(Stored data)

PR #254, opened 2019-11-29
Prepare release 1.1.0-rc.1

antoninbas:
* Update references to P4_16 spec from 1.1.0 to 1.2.0
* Use 1.1 / 1.1.0 when referring to the current P4Runtime version
* Update version to 1.1.0-rc.1 for release

### DIFF
--- a/docs/v1/P4Runtime-Spec.mdk
+++ b/docs/v1/P4Runtime-Spec.mdk
@@ -230,7 +230,8 @@ format and available at
 P4Runtime is designed to be implemented in conjunction with the P4~16~ language
 version or later. P4~14~ programs should be translated into P4~16~ to be made
 compatible with P4Runtime. This version of P4Runtime utilizes features which are
-not in P4~16~ 1.0, but were introduced in P4~16~ 1.1.0 [@P4Spec].
+not in P4~16~ 1.0, but were introduced in P4~16~ 1.1.0 [@P4Revisions110]. For
+this version of P4Runtime, we recommend using P4~16~ 1.2.0 [@P4Spec].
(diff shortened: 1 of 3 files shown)


antoninbas:
@jafingerhut I would appreciate it if you could take a quick look at the changes I made to your document (I didn't change much per se, just the version number for P4_16 / P4Runtime).

antoninbas:
@chrispsommers I made the edit you suggested in the specification document (this was the only occurrence in the doc where the current version number was hardcoded). For the P4Info generation document, I'll defer to @jafingerhut. Andy, do you think we should remove hardcoded references to the current version number there, or do you think they help? (Maybe keeping the version numbers there makes it easier to detect when the doc is no longer in sync with the spec?).

jafingerhut:
@antoninbas My intent on including version numbers in the file `guidance-for-generating-p4info.md` was to make it clear what versions of other specifications it was checked for.  Without any version numbers at all in that file, all it would take is for another one of those references to be updated with a new versioned release, and it is no longer clear to me whether that document has been checked against those versions, or not.

It does seem reasonable to mention the versions of other documents it has been checked against in one place, near the beginning of the file, and not keep repeating version numbers throughout, if that would make things easier to maintain in the future.

antoninbas:
@jafingerhut Sounds good. I don't think there is any real benefit in changing the way `guidance-for-generating-p4info.md` does things at this stage. The document needs to be updated for every release any way, so the version numbers themselves are not a maintenance burden IMO (they actually make it easier to figure out what needs to be updated in the doc for each P4Runtime release).

PR #261, opened 2020-01-29
Fix inconsistency in spec regarding Write consistency guarantees

### LINKED ISSUE #258: Inconsistency in P4Runtime spec regarding consistency guarantees
Section 13.4 (Parallelism of Read and Write Requests) includes the following:
> The processing of any two WriteRequest messages W1 and W2 must result in the same state as if one of them was completed before the other began.

The more recently-updated section 12.1 (Batching and Ordering of Updates) states the following:

The P4Runtime server may choose to reorder updates in a batch when processing them, and/or process updates in parallel. Updates across multiple concurrent WriteRequests can also be processed interleaved and/or in parallel. However, the processing of updates must be strictly serializable. That is, given a history `S` of WriteRequests including the responses to those requests, there must exist an order `L` for all updates in `S`, such that:
1. For two updates `u_1` and `u_2`, if the write request containing `u_1` completed before the write request of `u_2` was sent, then `u_1` must appear before `u_2` in `L`.
2. Executing all updates in `L` sequentially must yield the same response for every update as in `S`.
3. The observable state of the switch after `S` (e.g., through the Read RPC) is identical to the one obtained by sequentially executing `L`.

It seems that the 2 sections are a bit in contradiction. Consider a data plane with a TCAM table `T`, which is at capacity (cannot hold an additional entry). Consider also 2 WriteRequests `W1` and `W2` such that:
* `W1` deletes 2 exiting entries from table `T`: `E1` and `E2`
* `W2` inserts 2 new entries into table `T`: `E3` and `E4`.

If there is no strong ordering of both WriteRequests (i.e. they are sent by the client in parallel and bullet point 1. above does not apply), then it seems that section 12.1 states that the server is allowed to process all 4 updates in the following order: `delete(E1)`, `insert(E3)`, `insert(E4)`, `delete(E2)`, while section 13.4 prevents that kind of interleaving.

State of table `T` after both WriteRequests have been processed:
a. `W1` then `W2`: `T` is at capacity, and contains `E3` and `E4`
b. `W2` then `W1`: `T` has room for 2 new entries, and contains neither `E3` not `E4`
c. `delete(E1)`, `insert(E3)`, `insert(E4)`, `delete(E2)`: `T` has room for 1 new entry, and it contains `E3` but not `E4`.

Only a. and b. are acceptable under 13.4. All orders are acceptable according to 12.1.

antoninbas:
This updates section 12.1 (Batching and Ordering of Updates) to match
the stronger guarantees in section 13.4 (Parallelism of Read and Write
Requests).

Fixes #258

### DIFF
--- a/docs/v1/P4Runtime-Spec.mdk
+++ b/docs/v1/P4Runtime-Spec.mdk
@@ -4383,16 +4383,18 @@ entity or table (in the case of `TableEntry` entities).
 The P4Runtime server may choose to reorder updates in a batch when processing
 them, and/or process updates in parallel.  Updates across multiple concurrent
 `WriteRequest`s can also be processed interleaved and/or in parallel.
-However, **the processing of updates must be strictly serializable**.  That
+However, **the processing of requests must be strictly serializable**.  That
 is, given a history $S$ of `WriteRequest`s including the responses to those
-requests, there must exist an order $L$ for all requests in $S$, such that:
+requests, there must exist an order $L$ for all updates in $S$, such that:
 
-1. For two `WriteRequest`s $r_1$ and $r_2$, if $r_1$ completed before $r_2$ was
-   sent, then $r_1$ must appear before $r_2$ in $L$.
-2. Executing all requests in $L$ sequentially must yield the same response for
-   every request as in $S$, &ie; the status reported by the server for every
-   individual update in every request must be the same.
-3. The observable state of the switch after $S$ (&eg;, through the `Read` RPC)
+1. All updates from the same write request must appear as a contiguous
+   subsequence in $L$, but the order within that subsequence can be arbitrary.
+2. For two updates $u_1$ and $u_2$, if the write request containing $u_1$
+   completed before the write request of $u_2$ was sent, then $u_1$ must appear
+   before $u_2$ in $L$.
+3. Executing all updates in $L$ sequentially must yield the same response for
+   every update as in $S$.
+4. The observable state of the switch after $S$ (&eg;, through the `Read` RPC)
    is identical to the one obtained by sequentially executing $L$.
 
 The `Write` RPC demarcates the batch boundary, and can be used to ensure
@@ -4406,8 +4408,9 @@ clients can invoke multiple outstanding `Write` RPCs. If the updates across
 these RPCs have dependencies, the observed behavior may be non-deterministic, as
 the server can process these RPCs in any arbitrary order, providing strict
 serializability is enforced. For this reason, most clients are advised to split
-dependent updates across separate `Write` calls. Additionally, each `Write` call
-has to be sent sequentially, waiting for the previous call to be acknowledged
+dependent updates across separate `Write` calls. Additionally, if the client
+wants to enforce that batches are applied in a specific order, each `Write` call
+should be sent sequentially, waiting for the previous call to be acknowledged
 before sending the next one.
 
 
--- a/docs/v1/P4Runtime-Spec.mdk
+++ b/docs/v1/P4Runtime-Spec.mdk
@@ -4385,29 +4385,30 @@ them, and/or process updates in parallel.  Updates across multiple concurrent
 `WriteRequest`s can also be processed interleaved and/or in parallel.
 However, **the processing of updates must be strictly serializable**.  That
 is, given a history $S$ of `WriteRequest`s including the responses to those
-requests, there must exist an order $L$ for all updates in $S$, such that:
+requests, there must exist an order $L$ for all requests in $S$, such that:
 
-1. For two updates $u_1$ and $u_2$, if the write request containing $u_1$
-   completed before the write request of $u_2$ was sent, then $u_1$ must appear
-   before $u_2$ in $L$.
-2. Executing all updates in $L$ sequentially must yield the same response for
-   every update as in $S$.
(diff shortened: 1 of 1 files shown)


docs/v1/P4Runtime-Spec.mdk
```diff
@@ -4385,29 +4385,30 @@ them, and/or process updates in parallel.  Updates across multiple concurrent
 `WriteRequest`s can also be processed interleaved and/or in parallel.
 However, **the processing of updates must be strictly serializable**.  That
 is, given a history $S$ of `WriteRequest`s including the responses to those
-requests, there must exist an order $L$ for all updates in $S$, such that:
+requests, there must exist an order $L$ for all requests in $S$, such that:
```
stefanheule: By changing this to not talk about updates anymore, we lose the formal definition about what kind of reordering of updates are allowed. I think we should keep this at the update level and just add the necessary restriction.

docs/v1/P4Runtime-Spec.mdk
```diff
@@ -4385,29 +4385,30 @@ them, and/or process updates in parallel.  Updates across multiple concurrent
...
 
-1. For two updates $u_1$ and $u_2$, if the write request containing $u_1$
-   completed before the write request of $u_2$ was sent, then $u_1$ must appear
-   before $u_2$ in $L$.
-2. Executing all updates in $L$ sequentially must yield the same response for
-   every update as in $S$.
+1. For two `WriteRequest`s $r_1$ and $r_2$, if $r_1$ completed before $r_2$ was
+   sent, then $r_1$ must appear before $r_2$ in $L$.
+2. Executing all requests in $L$ sequentially must yield the same response for
+   every request as in $S$, &ie; the status reported by the server for every
```
stefanheule: Another problem with doing this at the request level is that "Executing all requests in $L$ sequentially must yield the same response for every request as in $S$" is not really defined, what does it mean to execute a request sequentially in terms of the updates within a request?

docs/v1/P4Runtime-Spec.mdk
```diff
@@ -4385,29 +4385,30 @@ them, and/or process updates in parallel.  Updates across multiple concurrent
...
+from the client depend on each other (&eg; inserting an `ActionProfileMember`
+followed by pointing a `TableEntry` to it) and the updates are not split into
+separate batches, then the behavior may be non-deterministic.  Similarly,
+clients can invoke multiple outstanding `Write` RPCs. If the updates across
+these RPCs have dependencies, the observed behavior may be non-deterministic, as
+the server can process these RPCs in any arbitrary order, providing strict
+serializability is enforced. For this reason, most clients are advised to split
+dependent updates across separate `Write` calls. Additionally, each `Write` call
+has to be sent sequentially, waiting for the previous call to be acknowledged
+before sending the next one.
```
stefanheule: I know you didn't write this last sentence here, but should make this less strong? "has to be sent sequentially" sounds like a requirement on clients, but I think it is only meant as a suggestion.

antoninbas: I rephrased, PTAL.

docs/v1/P4Runtime-Spec.mdk
antoninbas: That makes sense, even though I feel the definition becomes a bit too complicated compared to something like this meant for databases: http://www.bailis.org/blog/linearizability-versus-serializability/. I guess it makes sense in a way since DB transactions are usually assumed to execute operations in order, whereas we want updated within a request to be able to be processed in parallel.

antoninbas: I did change "the processing of updates must be strictly serializable" to "the processing of requests must be strictly serializable" though, as the first one is not accurate IMO.

jafingerhut: My mental P4runtime API specification glossary cache is fairly empty right now.  Looking to refresh it here :-)

Is the intent within the P4Runtime spec is that "update" refers to a single insert/update/delete operation, whereas request refers to an entire `WriteRequest` message?

jafingerhut: OK, my mental cache is getting filled again.  A request is a write request or read request, and write requests contain unordered sets of updates.  Still reading and thinking on these changes, but should be done soon.

antoninbas: this section mostly concerns itself with write requests, but I guess the statement "the processing of requests must be strictly serializable" holds even if requests == writes + reads.

yes update refers to an individual write operation in a write request batch, the name comes from the field name in p4runtime.proto

antoninbas:
Thanks @jafingerhut; I'll wait for @stefanheule's review as well before I merge, to ensure that I have addressed his comments.

docs/v1/P4Runtime-Spec.mdk
stefanheule: Sorry for the delay, I was sick last week.

Looks good, thanks for the updates. One last comment: Right now we say "there must exist an order $L$ for all requests in $S$", but I think $L$ is now again an order over updates, right? Should we revert that back to updates, or maybe "all updates of all requests"?

antoninbas: Yes, I definitely forgot to revert that one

● **YOUR TASK**
Return every line from the records above that holds the word "batches".

● **REPLY**
+wants to enforce that batches are applied in a specific order, each `Write` call
+separate batches, then the behavior may be non-deterministic.  Similarly,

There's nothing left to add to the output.